Having an advantage does not mean you win on every trade, just as Las Vegas does not win on every spin of the wheel. But how do they build those palatial casinos when they also have losing streaks?

This is an easy one to answer. They closely control all potential losses. Their eyes in the sky cameras, as well as the Pit Bosses, always keep an eye out for cheaters. Each table also has a limit a player can bet, which means the casino has a limit to how much they can loose.

Traders that cannot accept losses are destined for failure. Losses are part and parcel of this game... get used to taking them, don't let them take you by allowing losses to get larger, stops to back away. There is only one way to control all this. Never let any trade get more than X dollars away from you. X will vary with the trade and the trader, but just like the casino you must limit your maximum loss.
...
The most pervasive element in the market is trend; there are more advantages to be garnered from trend than any place else. Fundamentals and Smart Money are often early, sometimes wrong. Trend is never wrong, it just is.

There are two parts of trend we can chip away at for our advantage. The first is that trend persist and in fact is the law of gravity of the markets. Prices follow trend. Trend is all pervasive, it lasts much longer than we usually imagine. Align yourself with trend and you have your advantage.

But... there is also anti-trend or reversion to the mean (technicians call this overbought/oversold). Reversion to the mean is equally real and powerful.

My resolution to all this is that one needs two or three trend indicators. The first is for the time period you want to trade... let's say that's 40 days.

Against the 40 major trend, prices will always be revertingto THE CENTER POINT of the 40 days, so you need a 20 gauge to suggest when the major trend will enter a reversion to the center of the 40 day trend.

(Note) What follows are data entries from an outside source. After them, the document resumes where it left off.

PR #491, opened 2019-08-06
SyncSetInstance SecretReference sync

abutcher:


pkg/controller/syncsetinstance/syncsetinstance_controller.go
```diff
@@ -623,8 +691,132 @@ func (r *ReconcileSyncSetInstance) applySyncSetPatches(ssi *hivev1.SyncSetInstan
...
+		}
+
+		var secretReferenceSyncConditions []hivev1.SyncCondition
+
+		// determine if secret is found, different or should be reapplied based on last probe time
+		found := false
+		different := false
+		shouldReApply := false
+		for _, rss := range ssi.Status.SecretReferences {
+			if rss.Name == secretReferenceSyncStatus.Name &&
```
staebler: Can we make a `

pkg/controller/syncsetinstance/syncsetinstance_controller.go
```diff
@@ -623,8 +691,132 @@ func (r *ReconcileSyncSetInstance) applySyncSetPatches(ssi *hivev1.SyncSetInstan
...
+			Hash:       hash,
+		}
+
+		var secretReferenceSyncConditions []hivev1.SyncCondition
+
+		// determine if secret is found, different or should be reapplied based on last probe time
+		found := false
+		different := false
+		shouldReApply := false
+		for _, rss := range ssi.Status.SecretReferences {
```
staebler: Can we make the following function instead of having this for loop and subsequent if statement here and in `reconcileDeletedSyncSetResources`?
```
func findSecretRefStatus(hivev1.SyncStatus, []hivev1.SyncStatus) *hivev1.SyncStatus
```

pkg/controller/syncsetinstance/syncsetinstance_controller.go
```diff
@@ -623,8 +691,132 @@ func (r *ReconcileSyncSetInstance) applySyncSetPatches(ssi *hivev1.SyncSetInstan
...
+			Namespace:  secretReference.Target.Namespace,
+			Resource:   secret.GetObjectMeta().GetResourceVersion(),
+			Hash:       hash,
+		}
+
+		var secretReferenceSyncConditions []hivev1.SyncCondition
+
+		// determine if secret is found, different or should be reapplied based on last probe time
+		found := false
+		different := false
```
staebler: Do we care about the distinction between `different` and `shouldReApply` enough to warrant separate variables?

pkg/controller/syncsetinstance/syncsetinstance_controller.go
```diff
@@ -623,8 +691,132 @@ func (r *ReconcileSyncSetInstance) applySyncSetPatches(ssi *hivev1.SyncSetInstan
...
+
+	// ssi.Status.SecretReferences = syncStatusList
+
+	// We've saved apply and deletion errors separately, if either are present return an error for the controller to trigger retries
+	// and go into exponential backoff if the problem does not resolve itself.
+	if applyErr != nil {
+		return applyErr
+	}
+
+	if delErr != nil {
```
staebler: `delErr` can never be anything other than `nil` here.

pkg/controller/syncsetinstance/syncsetinstance_controller.go
```diff
@@ -623,8 +691,132 @@ func (r *ReconcileSyncSetInstance) applySyncSetPatches(ssi *hivev1.SyncSetInstan
...
+		} else {
+			ssiLog.Debugf("resource %s/%s (%s) has not changed, will not apply", secret.Namespace, secret.Name, secret.Kind)
+			secretReferenceSyncStatus.Conditions = secretReferenceSyncConditions
+		}
+
+		syncStatusList = append(syncStatusList, secretReferenceSyncStatus)
+
+		// If an error applying occurred, stop processing right here
+		if applyErr != nil {
+			break
```
staebler: Why would we stop processing the rest of the secrets if there was an error with one of them? We should be aggregating errors together instead of bailing out at the first error.

pkg/controller/syncsetinstance/syncsetinstance_controller.go
```diff
@@ -548,6 +557,65 @@ func (r *ReconcileSyncSetInstance) applySyncSetResources(ssi *hivev1.SyncSetInst
...
+			ssiLog.WithField("resource", fmt.Sprintf("%s/%s", existingStatus.Namespace, existingStatus.Name)).
+				WithField("apiversion", existingStatus.APIVersion).
+				WithField("kind", existingStatus.Kind).Debug("resource not found in updated status, will queue up for deletion")
+			deletedStatusList = append(deletedStatusList, existingStatus)
+			deletedStatusIndices = append(deletedStatusIndices, i)
+		}
+	}
+
+	// If an error occurred applying resources, do not delete yet
+	if err != nil {
```
staebler: Along with continuing to apply other secrets after a failure, we should attempt to delete secrets even if there was an error during an apply.

pkg/controller/syncsetinstance/syncsetinstance_controller.go
```diff
@@ -623,8 +691,132 @@ func (r *ReconcileSyncSetInstance) applySyncSetPatches(ssi *hivev1.SyncSetInstan
...
+			Kind:       secretReference.Target.Kind,
+			Name:       secretReference.Target.Name,
+			Namespace:  secretReference.Target.Namespace,
+			Resource:   secret.GetObjectMeta().GetResourceVersion(),
+			Hash:       hash,
+		}
+
+		var secretReferenceSyncConditions []hivev1.SyncCondition
+
+		// determine if secret is found, different or should be reapplied based on last probe time
```
staebler: I would find this function easier to follow if it looked like the following.
```
if rss := findSecretRefStatus(secretReferenceSyncStatus, ssi.Status.SecretReferences);
    rss == nil || needToReApplySecretRef(secretReferenceSyncStatus, rss) {
    // Apply secret ref
} else {
    // Do no apply secret ref
}
```
In other words, I would like to see a lot of the logic code moved to helper functions to (1) reduce control block indentation and (2) separate application code from logic code.

pkg/controller/syncsetinstance/syncsetinstance_controller.go
```diff
@@ -548,6 +557,65 @@ func (r *ReconcileSyncSetInstance) applySyncSetResources(ssi *hivev1.SyncSetInst
...
+			return nil, err
+		}
+		gvr := gv.WithResource(deletedStatus.Resource)
+		itemLog.Debug("deleting resource")
+		err = dynamicClient.Resource(gvr).Namespace(deletedStatus.Namespace).Delete(deletedStatus.Name, &metav1.DeleteOptions{})
+		if err != nil {
+			if !errors.IsNotFound(err) {
+				itemLog.WithError(err).Error("error deleting resource")
+				index := deletedStatusIndices[i]
+				existingStatusList[index].Conditions = r.setDeletionFailedSyncCondition(existingStatusList[index].Conditions, err)
```
staebler: If there is an error that is not NotFound, then the status for that secret needs to be appended to `newStatusList` rather than updating the condition in the status in `existingStatusList`.

staebler:
dfb39eff..3537335f
* Save installer log and metadata directly in clusterprovision instead of in configmaps.
* Save kubeconfig and admin password at the same time that the metadata is saved. That way we avoid building out the cluster if there is a problem with them.

pkg/controller/syncsetinstance/syncsetinstance_controller.go
abutcher: Asked about this in standup today. Consensus was that we were failing at first error by design to mimic other config management systems and that if users would like resources to be created separately then those resources should be in separate syncsets.

pkg/controller/syncsetinstance/syncsetinstance_controller.go
abutcher: I've updated this to add the `deletedStatus` back into the `newStatusList` but I'd like to also add a test for this.

dgoodwin:
/test e2e

@staebler can you give this another look so we can merge, should allow us to close sprint 170.

staebler:
> /test e2e
> 
> @staebler can you give this another look so we can merge, should allow us to close sprint 170.

Sure. I was not aware that this was ready for another review.

pkg/controller/syncsetinstance/syncsetinstance_controller.go
```diff
@@ -574,119 +638,130 @@ func (r *ReconcileSyncSetInstance) applySyncSetPatches(ssi *hivev1.SyncSetInstan
...
+		syncStatusList = append(syncStatusList, secretReferenceSyncStatus)
+
+		// If an error applying occurred, stop processing right here
+		if applyErr != nil {
+			break
 		}
 	}
 
-	return newStatusList, nil
+	ssi.Status.SecretReferences = r.reconcileDeleted("secret", ssi.Spec.ResourceApplyMode, dynamicClient, ssi.Status.SecretReferences, syncStatusList, applyErr, ssiLog)
```
staebler: The `err` parameter passed to `reconcileDeleted` should be non-nil if any of `readErr`, `hashErr`, or `applyErr` are non-nil. I don't know if there is any reason to keep the three classes of errors separate. Ultimately, each one is just an error applying the secret to the remote cluster, whether that is an error in getting the data to apply or in sending the data to apply.

pkg/controller/syncsetinstance/syncsetinstance_controller.go
```diff
@@ -713,22 +788,25 @@ func (r *ReconcileSyncSetInstance) updateSyncSetInstanceStatus(ssi *hivev1.SyncS
...
 		hivev1.UnknownObjectSyncCondition,
-		status,
-		reason,
-		message,
-		controllerutils.UpdateConditionNever)
-	return syncSetConditions
+		corev1.ConditionTrue,
+		unknownObjectFoundReason,
+		fmt.Sprintf("Unable to gather Info for SyncSet resource at index %v in resources: %v", index, err),
+		controllerutils.UpdateConditionNever,
```
staebler: Why is the `UpdateConditionNever`? I would think that you would want it to be updated if the resource with the problem changed. For example, if there was a problem with index 1 and 3 and the user resolved the issue with index 1, you would want the condition to then show that there was a problem with index 3 instead of continuing to show that there was a problem with index 1.

pkg/controller/syncsetinstance/syncsetinstance_controller_test.go
```diff
@@ -325,23 +321,208 @@ func TestSyncSetReconcile(t *testing.T) {
...
 	}
 
 	for _, test := range tests {
 		apis.AddToScheme(scheme.Scheme)
 		t.Run(test.name, func(t *testing.T) {
 			var ssi *hivev1.SyncSetInstance
 			cd := testClusterDeployment()
+
 			runtimeObjs := []runtime.Object{cd, kubeconfigSecret()}
+			for _, o := range test.existingObjs {
```
staebler:
```
runtimeObjs = append(runtimeObjs, test.existingObjs...)
```

pkg/controller/syncsetinstance/syncsetinstance_controller_test.go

Lots of ways to do this. My RnR system many of you have learned is one attempt to take advantage... I do not have all the answers, but I hope I can get you to always ask yourself, "What is the trend of the time period I am trading?" This means you cannot attempt to sell highs and buy lows without bucking the law of gravity of the marketplace. In a 3 month up move each of the 66 days can be argued to be the top. Only one will be the real one. Those are bad odds; 1 in 66 of being right! No advantage there.

Stop trying to defy gravity... there is your advantage.
...
Hold those Good Thoughts
Larry
...

I don't do or follow everything that Larry says, but when he speaks about the markets I stop and listen and reflect on my experience and approach - looking for that edge.